#### Exercise aim:
Gather all lines in the records below that include the word "opened".

#### Exercise materials:
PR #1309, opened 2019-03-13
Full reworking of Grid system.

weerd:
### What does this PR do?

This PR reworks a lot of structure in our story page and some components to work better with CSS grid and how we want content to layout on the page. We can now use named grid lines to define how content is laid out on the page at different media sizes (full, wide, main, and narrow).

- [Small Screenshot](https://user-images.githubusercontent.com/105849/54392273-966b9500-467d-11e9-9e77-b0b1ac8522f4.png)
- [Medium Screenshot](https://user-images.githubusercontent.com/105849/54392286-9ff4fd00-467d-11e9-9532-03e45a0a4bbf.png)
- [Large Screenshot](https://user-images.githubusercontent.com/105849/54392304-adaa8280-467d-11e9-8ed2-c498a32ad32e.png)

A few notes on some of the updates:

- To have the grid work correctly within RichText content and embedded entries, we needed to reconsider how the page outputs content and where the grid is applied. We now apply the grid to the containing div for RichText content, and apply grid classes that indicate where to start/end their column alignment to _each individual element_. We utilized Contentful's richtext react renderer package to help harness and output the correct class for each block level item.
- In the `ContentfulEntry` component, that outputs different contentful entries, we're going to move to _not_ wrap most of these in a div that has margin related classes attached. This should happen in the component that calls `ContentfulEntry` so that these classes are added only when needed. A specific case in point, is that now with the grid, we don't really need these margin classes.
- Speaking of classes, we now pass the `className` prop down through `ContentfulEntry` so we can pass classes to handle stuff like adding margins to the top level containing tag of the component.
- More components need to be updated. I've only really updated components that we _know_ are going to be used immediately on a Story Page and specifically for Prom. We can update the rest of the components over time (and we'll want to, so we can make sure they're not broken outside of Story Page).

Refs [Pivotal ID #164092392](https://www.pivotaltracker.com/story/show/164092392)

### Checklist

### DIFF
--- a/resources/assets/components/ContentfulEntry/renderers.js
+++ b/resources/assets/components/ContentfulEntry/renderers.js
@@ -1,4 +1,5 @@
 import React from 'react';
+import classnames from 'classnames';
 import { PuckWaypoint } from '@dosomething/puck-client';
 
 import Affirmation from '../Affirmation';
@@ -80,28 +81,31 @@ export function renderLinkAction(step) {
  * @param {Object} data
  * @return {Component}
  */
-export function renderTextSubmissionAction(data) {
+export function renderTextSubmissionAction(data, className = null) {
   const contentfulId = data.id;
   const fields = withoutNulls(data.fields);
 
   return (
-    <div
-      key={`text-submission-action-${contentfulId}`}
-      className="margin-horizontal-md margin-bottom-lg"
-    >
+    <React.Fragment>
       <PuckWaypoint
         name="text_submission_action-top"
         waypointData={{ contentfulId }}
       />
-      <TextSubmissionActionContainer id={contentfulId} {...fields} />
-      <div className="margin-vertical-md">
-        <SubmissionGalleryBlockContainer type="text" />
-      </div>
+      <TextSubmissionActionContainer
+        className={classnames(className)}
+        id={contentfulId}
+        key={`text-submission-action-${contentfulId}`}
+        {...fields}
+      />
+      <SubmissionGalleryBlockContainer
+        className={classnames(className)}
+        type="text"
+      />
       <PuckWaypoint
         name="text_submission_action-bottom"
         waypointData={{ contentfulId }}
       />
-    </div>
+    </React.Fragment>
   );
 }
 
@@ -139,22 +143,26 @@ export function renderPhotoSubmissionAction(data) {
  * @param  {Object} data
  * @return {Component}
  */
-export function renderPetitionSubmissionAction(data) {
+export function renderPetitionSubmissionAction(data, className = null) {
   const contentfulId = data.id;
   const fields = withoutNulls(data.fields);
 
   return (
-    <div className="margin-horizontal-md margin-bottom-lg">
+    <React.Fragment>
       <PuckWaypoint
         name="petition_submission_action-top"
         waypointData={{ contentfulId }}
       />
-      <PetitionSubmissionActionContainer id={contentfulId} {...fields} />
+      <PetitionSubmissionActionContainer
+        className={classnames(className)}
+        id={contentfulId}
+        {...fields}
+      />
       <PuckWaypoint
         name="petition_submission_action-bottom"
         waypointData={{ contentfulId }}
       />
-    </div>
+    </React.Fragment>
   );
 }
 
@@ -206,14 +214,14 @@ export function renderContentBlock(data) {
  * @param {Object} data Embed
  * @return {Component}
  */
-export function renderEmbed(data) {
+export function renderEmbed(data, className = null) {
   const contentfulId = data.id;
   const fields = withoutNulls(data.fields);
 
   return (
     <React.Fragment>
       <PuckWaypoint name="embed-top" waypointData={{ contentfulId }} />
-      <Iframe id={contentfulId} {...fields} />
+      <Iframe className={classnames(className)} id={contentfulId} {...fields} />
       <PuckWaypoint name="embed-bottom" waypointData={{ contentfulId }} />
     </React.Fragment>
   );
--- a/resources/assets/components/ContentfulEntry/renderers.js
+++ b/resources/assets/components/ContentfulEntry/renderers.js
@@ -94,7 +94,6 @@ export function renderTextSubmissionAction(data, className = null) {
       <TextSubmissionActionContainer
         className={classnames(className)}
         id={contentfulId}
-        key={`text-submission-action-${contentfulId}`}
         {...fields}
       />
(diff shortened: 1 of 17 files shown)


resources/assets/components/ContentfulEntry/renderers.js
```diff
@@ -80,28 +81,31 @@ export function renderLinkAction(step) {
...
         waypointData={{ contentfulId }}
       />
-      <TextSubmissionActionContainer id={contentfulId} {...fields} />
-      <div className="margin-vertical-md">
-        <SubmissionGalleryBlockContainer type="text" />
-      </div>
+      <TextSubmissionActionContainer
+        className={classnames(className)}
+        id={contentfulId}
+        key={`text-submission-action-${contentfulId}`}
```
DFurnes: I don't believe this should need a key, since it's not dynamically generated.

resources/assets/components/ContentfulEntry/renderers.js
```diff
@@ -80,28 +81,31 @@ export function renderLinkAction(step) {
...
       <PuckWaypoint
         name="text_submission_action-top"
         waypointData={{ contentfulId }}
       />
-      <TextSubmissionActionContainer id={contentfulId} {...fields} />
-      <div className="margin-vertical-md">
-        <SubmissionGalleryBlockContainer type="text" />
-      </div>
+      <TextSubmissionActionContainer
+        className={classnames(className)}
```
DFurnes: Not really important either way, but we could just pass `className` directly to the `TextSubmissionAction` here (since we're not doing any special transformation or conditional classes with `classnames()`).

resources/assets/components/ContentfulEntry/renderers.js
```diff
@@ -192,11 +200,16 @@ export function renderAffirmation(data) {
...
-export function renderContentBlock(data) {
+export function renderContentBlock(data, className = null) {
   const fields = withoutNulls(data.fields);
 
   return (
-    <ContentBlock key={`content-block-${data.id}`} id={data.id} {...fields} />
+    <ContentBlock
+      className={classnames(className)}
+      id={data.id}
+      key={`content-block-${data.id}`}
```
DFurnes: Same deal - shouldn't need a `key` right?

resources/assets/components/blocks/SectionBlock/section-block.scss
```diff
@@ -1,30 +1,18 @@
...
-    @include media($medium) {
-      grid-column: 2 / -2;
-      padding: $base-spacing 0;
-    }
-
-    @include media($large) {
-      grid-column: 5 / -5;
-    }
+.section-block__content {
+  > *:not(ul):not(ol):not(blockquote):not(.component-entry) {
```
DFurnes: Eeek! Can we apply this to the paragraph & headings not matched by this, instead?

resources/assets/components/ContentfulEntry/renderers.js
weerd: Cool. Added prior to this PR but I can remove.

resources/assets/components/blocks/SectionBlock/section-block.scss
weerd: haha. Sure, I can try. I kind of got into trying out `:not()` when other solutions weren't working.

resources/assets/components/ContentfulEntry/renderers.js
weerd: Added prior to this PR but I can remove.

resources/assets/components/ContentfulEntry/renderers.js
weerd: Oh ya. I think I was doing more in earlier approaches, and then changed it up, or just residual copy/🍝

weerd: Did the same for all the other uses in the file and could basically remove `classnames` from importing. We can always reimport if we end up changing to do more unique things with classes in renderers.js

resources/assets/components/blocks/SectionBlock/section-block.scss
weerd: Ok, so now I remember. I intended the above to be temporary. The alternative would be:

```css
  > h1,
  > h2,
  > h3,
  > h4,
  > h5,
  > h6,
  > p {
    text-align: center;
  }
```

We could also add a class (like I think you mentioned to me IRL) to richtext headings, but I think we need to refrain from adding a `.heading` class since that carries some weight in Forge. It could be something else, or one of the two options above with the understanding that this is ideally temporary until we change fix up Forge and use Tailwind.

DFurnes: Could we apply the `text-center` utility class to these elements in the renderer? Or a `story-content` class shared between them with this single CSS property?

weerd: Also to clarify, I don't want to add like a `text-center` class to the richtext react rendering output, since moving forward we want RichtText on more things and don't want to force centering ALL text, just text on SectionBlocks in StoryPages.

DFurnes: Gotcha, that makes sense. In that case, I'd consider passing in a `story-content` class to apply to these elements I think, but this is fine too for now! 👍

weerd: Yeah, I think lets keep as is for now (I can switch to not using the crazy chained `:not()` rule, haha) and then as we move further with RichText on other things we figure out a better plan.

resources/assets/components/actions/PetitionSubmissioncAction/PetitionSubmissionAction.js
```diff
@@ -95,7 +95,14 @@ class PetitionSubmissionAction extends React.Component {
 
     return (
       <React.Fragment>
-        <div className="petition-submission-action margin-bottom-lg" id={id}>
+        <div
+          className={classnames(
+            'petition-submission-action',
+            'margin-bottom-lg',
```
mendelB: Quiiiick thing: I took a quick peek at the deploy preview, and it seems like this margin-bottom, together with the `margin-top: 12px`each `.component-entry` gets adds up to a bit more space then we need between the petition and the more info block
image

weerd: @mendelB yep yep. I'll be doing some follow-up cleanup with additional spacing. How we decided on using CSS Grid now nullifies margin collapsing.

--

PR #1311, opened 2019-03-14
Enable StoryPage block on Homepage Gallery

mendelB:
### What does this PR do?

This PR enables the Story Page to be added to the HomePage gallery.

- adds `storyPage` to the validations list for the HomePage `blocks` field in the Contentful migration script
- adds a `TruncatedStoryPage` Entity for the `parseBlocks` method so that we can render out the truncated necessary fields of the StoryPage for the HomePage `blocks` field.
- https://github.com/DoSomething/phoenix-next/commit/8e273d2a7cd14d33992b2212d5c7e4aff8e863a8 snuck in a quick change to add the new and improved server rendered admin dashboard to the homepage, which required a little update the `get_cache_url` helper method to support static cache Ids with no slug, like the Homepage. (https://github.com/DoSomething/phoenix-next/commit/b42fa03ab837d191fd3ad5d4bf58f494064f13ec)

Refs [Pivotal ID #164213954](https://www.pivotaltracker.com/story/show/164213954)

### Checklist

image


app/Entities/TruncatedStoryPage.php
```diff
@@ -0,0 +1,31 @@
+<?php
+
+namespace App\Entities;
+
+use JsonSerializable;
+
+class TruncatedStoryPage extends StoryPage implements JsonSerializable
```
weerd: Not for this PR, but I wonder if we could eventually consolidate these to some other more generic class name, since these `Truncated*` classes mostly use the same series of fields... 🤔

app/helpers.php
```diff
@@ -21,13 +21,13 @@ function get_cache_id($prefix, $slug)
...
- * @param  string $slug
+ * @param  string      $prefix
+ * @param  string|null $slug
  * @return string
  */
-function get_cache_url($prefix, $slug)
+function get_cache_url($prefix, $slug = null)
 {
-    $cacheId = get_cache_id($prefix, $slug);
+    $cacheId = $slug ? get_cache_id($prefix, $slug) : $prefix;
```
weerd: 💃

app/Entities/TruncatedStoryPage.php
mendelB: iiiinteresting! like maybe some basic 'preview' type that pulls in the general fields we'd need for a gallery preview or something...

#### Completed task:
PR #1309, opened 2019-03-13
PR #1311, opened 2019-03-14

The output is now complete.